Diwoméde could not suppress a quiet moan at the memory of being tethered in that agonizing position. He had survived three interminable days that way, while Mízriya celebrated the Great King’s victory over the Ak’áyans and their allies. Then, half dead, he had been delivered to his first master. How many times had he been dragged to the market place, since then? He was no longer sure. But if he had not been carried off by the Libúwans, he would have been taken to work in the desert mines by now, the worst fate that a slave could suffer.
Diwoméde kept his head down so that he would not have to meet the curious stares of passers by. So he only heard when Bikurnár’s conversation broke off suddenly. Mirurí’s wheezing followed shortly, but the slave still did not raise his eyes. “Let us shave his legs first,” the heavy man gasped, panting heavily from the exertion of hurrying. “Here, Diwoméde, stretch out your legs,” he commanded, squatting beside the slave.

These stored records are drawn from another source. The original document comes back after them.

PR #2188, opened 2021-01-17
Add ReadonlyResolveFieldContext "pool"

Shane32:
Updated PR of #1584 

This re-uses `ReadonlyResolveFieldContext` for synchronous resolvers.

### `develop` branch (before)

| Introspection |      False | 949.071 us | 3.9364 us | 3.6821 us | 87.8906 | 23.4375 |     - | 544.37 KB |
|          Hero |      False |  17.149 us | 0.0353 us | 0.0330 us |  1.4343 |       - |     - |   8.84 KB |
| Introspection |       True | 707.605 us | 6.1738 us | 5.7750 us | 82.0313 | 27.3438 |     - | 504.67 KB |
|          Hero |       True |   3.509 us | 0.0137 us | 0.0129 us |  0.6790 |  0.0038 |     - |   4.16 KB |

### `pool2` branch (after)

| Introspection |      False | 938.379 us | 3.5908 us | 3.1832 us | 79.1016 | 24.4141 |     - | 487.07 KB |
|          Hero |      False |  16.611 us | 0.0504 us | 0.0472 us |  1.4038 |       - |     - |   8.75 KB |
| Introspection |       True | 709.847 us | 2.8191 us | 2.6370 us | 72.2656 | 22.4609 |     - | 447.38 KB |
|          Hero |       True |   3.480 us | 0.0160 us | 0.0150 us |  0.6638 |  0.0038 |     - |   4.08 KB |

### `tune` branch

| Introspection |      False | 882.251 us | 4.0359 us | 3.7752 us | 81.0547 | 24.4141 |     - | 498.52 KB |
|          Hero |      False |  16.831 us | 0.0744 us | 0.0696 us |  1.4343 |       - |     - |   8.79 KB |
| Introspection |       True | 647.674 us | 2.8377 us | 2.6544 us | 74.2188 | 23.4375 |     - | 458.83 KB |
|          Hero |       True |   3.522 us | 0.0229 us | 0.0215 us |  0.6714 |  0.0038 |     - |   4.12 KB |

### DIFF
--- a/src/GraphQL.ApiTests/GraphQL.approved.txt
+++ b/src/GraphQL.ApiTests/GraphQL.approved.txt
@@ -309,6 +309,8 @@ namespace GraphQL
         public static TType GetArgument<TType>(this GraphQL.IResolveFieldContext context, string name, TType defaultValue = default) { }
         public static object GetExtension(this GraphQL.IResolveFieldContext context, string path) { }
         public static bool HasArgument(this GraphQL.IResolveFieldContext context, string name) { }
+        public static void Preserve(this GraphQL.IResolveFieldContext context) { }
+        public static void Preserve<TSource>(this GraphQL.IResolveFieldContext<TSource> context) { }
         public static void SetExtension(this GraphQL.IResolveFieldContext context, string path, object value) { }
     }
     public class ResolveFieldContext<TSource> : GraphQL.ResolveFieldContext, GraphQL.Execution.IProvideUserContext, GraphQL.IResolveFieldContext, GraphQL.IResolveFieldContext<TSource>
--- a/src/GraphQL.ApiTests/GraphQL.approved.txt
+++ b/src/GraphQL.ApiTests/GraphQL.approved.txt
@@ -309,8 +309,8 @@ namespace GraphQL
         public static TType GetArgument<TType>(this GraphQL.IResolveFieldContext context, string name, TType defaultValue = default) { }
         public static object GetExtension(this GraphQL.IResolveFieldContext context, string path) { }
         public static bool HasArgument(this GraphQL.IResolveFieldContext context, string name) { }
-        public static void Copy(this GraphQL.IResolveFieldContext context) { }
-        public static void Copy<TSource>(this GraphQL.IResolveFieldContext<TSource> context) { }
+        public static GraphQL.IResolveFieldContext Copy(this GraphQL.IResolveFieldContext context) { }
+        public static GraphQL.IResolveFieldContext<TSource> Copy<TSource>(this GraphQL.IResolveFieldContext<TSource> context) { }
         public static void SetExtension(this GraphQL.IResolveFieldContext context, string path, object value) { }
     }
     public class ResolveFieldContext<TSource> : GraphQL.ResolveFieldContext, GraphQL.Execution.IProvideUserContext, GraphQL.IResolveFieldContext, GraphQL.IResolveFieldContext<TSource>
--- a/src/GraphQL.ApiTests/GraphQL.approved.txt
+++ b/src/GraphQL.ApiTests/GraphQL.approved.txt
@@ -305,12 +305,12 @@ namespace GraphQL
     {
         public static GraphQL.IResolveFieldContext<TSourceType> As<TSourceType>(this GraphQL.IResolveFieldContext context) { }
         public static GraphQL.Subscription.IResolveEventStreamContext<T> As<T>(this GraphQL.Subscription.IResolveEventStreamContext context) { }
+        public static GraphQL.IResolveFieldContext Copy(this GraphQL.IResolveFieldContext context) { }
+        public static GraphQL.IResolveFieldContext<TSource> Copy<TSource>(this GraphQL.IResolveFieldContext<TSource> context) { }
         public static object GetArgument(this GraphQL.IResolveFieldContext context, System.Type argumentType, string name, object defaultValue = null) { }
         public static TType GetArgument<TType>(this GraphQL.IResolveFieldContext context, string name, TType defaultValue = default) { }
         public static object GetExtension(this GraphQL.IResolveFieldContext context, string path) { }
         public static bool HasArgument(this GraphQL.IResolveFieldContext context, string name) { }
-        public static GraphQL.IResolveFieldContext Copy(this GraphQL.IResolveFieldContext context) { }
-        public static GraphQL.IResolveFieldContext<TSource> Copy<TSource>(this GraphQL.IResolveFieldContext<TSource> context) { }
         public static void SetExtension(this GraphQL.IResolveFieldContext context, string path, object value) { }
     }
     public class ResolveFieldContext<TSource> : GraphQL.ResolveFieldContext, GraphQL.Execution.IProvideUserContext, GraphQL.IResolveFieldContext, GraphQL.IResolveFieldContext<TSource>
--- a/src/GraphQL.ApiTests/GraphQL.approved.txt
+++ b/src/GraphQL.ApiTests/GraphQL.approved.txt
@@ -309,8 +309,8 @@ namespace GraphQL
         public static TType GetArgument<TType>(this GraphQL.IResolveFieldContext context, string name, TType defaultValue = default) { }
         public static object GetExtension(this GraphQL.IResolveFieldContext context, string path) { }
         public static bool HasArgument(this GraphQL.IResolveFieldContext context, string name) { }
-        public static void Preserve(this GraphQL.IResolveFieldContext context) { }
-        public static void Preserve<TSource>(this GraphQL.IResolveFieldContext<TSource> context) { }
+        public static void Copy(this GraphQL.IResolveFieldContext context) { }
+        public static void Copy<TSource>(this GraphQL.IResolveFieldContext<TSource> context) { }
         public static void SetExtension(this GraphQL.IResolveFieldContext context, string path, object value) { }
     }
     public class ResolveFieldContext<TSource> : GraphQL.ResolveFieldContext, GraphQL.Execution.IProvideUserContext, GraphQL.IResolveFieldContext, GraphQL.IResolveFieldContext<TSource>
--- a/src/GraphQL/Execution/ExecutionContext.cs
+++ b/src/GraphQL/Execution/ExecutionContext.cs
@@ -90,7 +90,7 @@ namespace GraphQL.Execution
             // once a field resolver finishes executing. However, a ReadonlyResolveFieldContext instance is not re-used
             // when an exception within a field resolver is thrown, and the FAQ says that calls to UnhandledExceptionDelegate
             // will be provided with a context that is not re-used. If we clear or re-use execution contexts, we should
-            // at least provide UnhandledExecptionDelegate with a copy (e.g. create one with ReadonlyResolveFieldContext
+            // at least provide UnhandledExceptionDelegate with a copy (e.g. create one with ReadonlyResolveFieldContext
             // and then Copy it) so that it is unaffected by clearing the execution context. Also note that subscription
             // execution will be affected by clearing the execution context.
 
--- a/src/GraphQL/Execution/ExecutionContext.cs
+++ b/src/GraphQL/Execution/ExecutionContext.cs
@@ -110,5 +110,12 @@ namespace GraphQL.Execution
                 _trackedArrays.Clear();
             }
         }
+
+        /// <summary>
+        /// Provides a method for an execution strategy to reuse an instance of <see cref="ReadonlyResolveFieldContext"/>.
+        /// Although in theory this field should not be accessed by multiple threads at the same time,
+        /// access is restricted to <see cref="System.Threading.Interlocked.Exchange{T}(ref T, T)"/>.
+        /// </summary>
+        internal ReadonlyResolveFieldContext ReusableReadonlyResolveFieldContext = null;
     }
 }
--- a/src/GraphQL/Execution/ExecutionContext.cs
+++ b/src/GraphQL/Execution/ExecutionContext.cs
@@ -85,6 +85,15 @@ namespace GraphQL.Execution
         /// </summary>
         protected virtual void ClearContext()
         {
+            // clearing or re-using the context will break any instances of ReadonlyResolveFieldContext from being
+            // able to access many of their properties. This is not typically a problem since the context is re-used
+            // once a field resolver finishes executing. However, a ReadonlyResolveFieldContext instance is not re-used
+            // when an exception within a field resolver is thrown, and the FAQ says that calls to UnhandledExceptionDelegate
+            // will be provided with a context that is not re-used. If we clear or re-use execution contexts, we should
+            // at least provide UnhandledExecptionDelegate with a copy (e.g. create one with ReadonlyResolveFieldContext
+            // and then Copy it) so that it is unaffected by clearing the execution context. Also note that subscription
+            // execution will be affected by clearing the execution context.
+
             //TODO:
             //Document = null;
             //Schema = null;
@@ -103,6 +112,8 @@ namespace GraphQL.Execution
             //Extensions = null;
             //RequestServices = null;
 
+            // arrays rented after the execution context has been 'disposed' will still rent just fine, but will
+            // not be returned to the pool (since Dispose has already been run) and will be garbage collected.
             lock (_trackedArrays)
             {
                 foreach (var array in _trackedArrays)
--- a/src/GraphQL/Execution/ExecutionContext.cs
+++ b/src/GraphQL/Execution/ExecutionContext.cs
@@ -113,7 +113,7 @@ namespace GraphQL.Execution
 
         /// <summary>
         /// Allows for an execution strategy to reuse an instance of <see cref="ReadonlyResolveFieldContext"/>.
-        /// Although in theory this field should not be accessed by multiple threads at the same time,
+        /// This field may be accessed by multiple threads at the same time, so
         /// access is restricted to <see cref="System.Threading.Interlocked.Exchange{T}(ref T, T)"/>.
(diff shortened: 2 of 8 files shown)


Shane32:
@sungam3r I think you should take a look here. It's based on your own PR from awhile back, #1584.  It makes a significant impact on memory without making the API any more complex.  In fact, the only API change adds a `Preserve()` extension method to "preserve" a copy an `IResolveFieldContext` class.  It's not used in the codebase, but I certainly would use it in my own codebase and it seems to be a logical extension method to provide.

The code doesn't use an "object pool", since it's not necessary.  Most resolvers run synchronously and so the "pool" only needs to contain a single object.  A unique `IResolveFieldContext` instance will be provided for any code that actually runs asynchronously.  (And, in fact, if it's only a single field, such as a "hero"-type query, the instance will still be pooled.)

Unfortunately it can't pool `ResolveFieldContextAdapater`, so `FuncFieldResolver<TSource>` instances will still cause an allocation (but only one and not two as previously).  But `NameFieldResolver` and `ExpressionFieldResolver` should be allocation-free, which are the majority of the introspection fields, and could also be the majority of user-defined fields.  And anyone that wants to implement their own `IFieldResolver` implementation can do so and take full advantage of allocation-free resolving while still having access to the full `IResolveFieldContext` interface, and without having to reference execution classes/interfaces like `ExecutionContext` or `ExecutionNode`.

The key here, as compared to #2166, is that it has much less changes to the codebase and much less API changes.  On top of that, it requires even less memory.  Unfortunately it does not execute any faster than before, whereas #2166 runs about 7% faster.

I would hope that we could take the slim-API design of this PR and see if we can implement other optimizations from #2166 so that it also runs faster.

Another idea is perhaps to take the concept of `IResolveFieldContextProvider` and see if we can tailor it to facilitate object pooling, so `ResolveFieldContextAdapter` can also provide "pooled" instances.

A separate idea is to have `ExecutionNode` implement `IResolveFieldContext<object>`.

I just think we have better options available than adding `FieldOptimized` methods.  There's already too many `Field` overloads already, in my opinion.  So let's find an optimal solution without `FieldOptimized`, and then we can decide if it makes sense to add more methods/overloads.

sungam3r:
I drew attention to this PR. I understand that we have many optimization options. Everything you wrote about above was already spinning in my head. I'll see when I have time.

src/GraphQL/ResolveFieldContext/ResolveFieldContextExtensions.cs
```diff
@@ -184,5 +184,17 @@ public static void SetExtension(this IResolveFieldContext context, string path,
                 }
             }
         }
+
+        /// <summary>
+        /// Preserve a copy of the specified <see cref="IResolveFieldContext"/> instance so it can be
```
sungam3r, line 189:
```suggestion
        /// Make a copy of the specified <see cref="IResolveFieldContext"/> instance so it can be
```

src/GraphQL/ResolveFieldContext/ResolveFieldContextExtensions.cs
```diff
@@ -184,5 +184,17 @@ public static void SetExtension(this IResolveFieldContext context, string path,
...
+        /// accessed at a later time.
+        /// </summary>
+        public static void Preserve(this IResolveFieldContext context) => new ResolveFieldContext(context);
+
+        /// <summary>
+        /// Preserve a copy of the specified <see cref="IResolveFieldContext"/> instance so it can be
```
sungam3r, line 195:
```suggestion
        /// Make a copy of the specified <see cref="IResolveFieldContext"/> instance so it can be
```

src/GraphQL/ResolveFieldContext/ResolveFieldContextExtensions.cs
```diff
@@ -184,5 +184,17 @@ public static void SetExtension(this IResolveFieldContext context, string path,
...
+        /// accessed at a later time.
+        /// </summary>
+        public static void Preserve<TSource>(this IResolveFieldContext<TSource> context) => new ResolveFieldContext<TSource>(context);
```
sungam3r, line 198:
```suggestion
        public static void Copy<TSource>(this IResolveFieldContext<TSource> context) => new ResolveFieldContext<TSource>(context);
```

sungam3r:
The main danger of this change is that when updated, the clients will not even notice if their context is reused somewhere. They will get weird floating errors at runtime.

src/GraphQL/Execution/ExecutionContext.cs
```diff
@@ -110,5 +110,12 @@ protected virtual void ClearContext()
                 _trackedArrays.Clear();
             }
         }
+
+        /// <summary>
+        /// Provides a method for an execution strategy to reuse an instance of <see cref="ReadonlyResolveFieldContext"/>.
+        /// Although in theory this field should not be accessed by multiple threads at the same time,
+        /// access is restricted to <see cref="System.Threading.Interlocked.Exchange{T}(ref T, T)"/>.
+        /// </summary>
+        internal ReadonlyResolveFieldContext ReusableReadonlyResolveFieldContext = null;
```
sungam3r, line 119:
```suggestion
        internal ReadonlyResolveFieldContext ReusableReadonlyResolveFieldContext;
```

src/GraphQL/Execution/ExecutionContext.cs
```diff
@@ -110,5 +110,12 @@ protected virtual void ClearContext()
                 _trackedArrays.Clear();
             }
         }
+
+        /// <summary>
+        /// Provides a method for an execution strategy to reuse an instance of <see cref="ReadonlyResolveFieldContext"/>.
```
sungam3r, line 115:
```suggestion
        /// Allows for an execution strategy to reuse an instance of <see cref="ReadonlyResolveFieldContext"/>.
```

src/GraphQL/Execution/ExecutionContext.cs
```diff
@@ -110,5 +110,12 @@ protected virtual void ClearContext()
...
+        /// Although in theory this field should not be accessed by multiple threads at the same time,
```
sungam3r, line 116: Why should not ? What about `ParallelExecutionStrategy` and async resolvers?

src/GraphQL/Execution/ExecutionStrategy.cs
```diff
@@ -236,6 +237,8 @@ protected virtual async Task ExecuteNodeAsync(ExecutionContext context, Executio
                 if (!(result is IDataLoaderResult))
                 {
                     CompleteNode(context, node);
+                    // for non-dataloader nodes that completed without throwing an error, we can re-use the context
+                    System.Threading.Interlocked.Exchange(ref context.ReusableReadonlyResolveFieldContext, resolveContext);
```
sungam3r, line 241: or

```suggestion
                    System.Threading.Interlocked.CompareExchange(ref context.ReusableReadonlyResolveFieldContext, resolveContext, null);
```
?

Although I think that the current version is also suitable, because in any case, the second instance of the context has already been created. We'll either replace it with our own or not, but one of them will go to garbage collection.

src/GraphQL/ResolveFieldContext/IResolveFieldContext.cs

Diwoméde glimpsed the sun’s bright reflection on the bronze razor, its shape like that of a small ax. A sudden memory assailed him like sharp pang, a vision of an earlier time when another shining blade, clasped in another heavy hand, had come down on him. The agony in his foot came back to him clearly, as strong as the day when his toes had been cut off. Panic swept over him. On all fours, he scrambled away from Mirurí, his heart pounding, crying out incoherently. He flailed mindlessly at the hands that would have gripped him.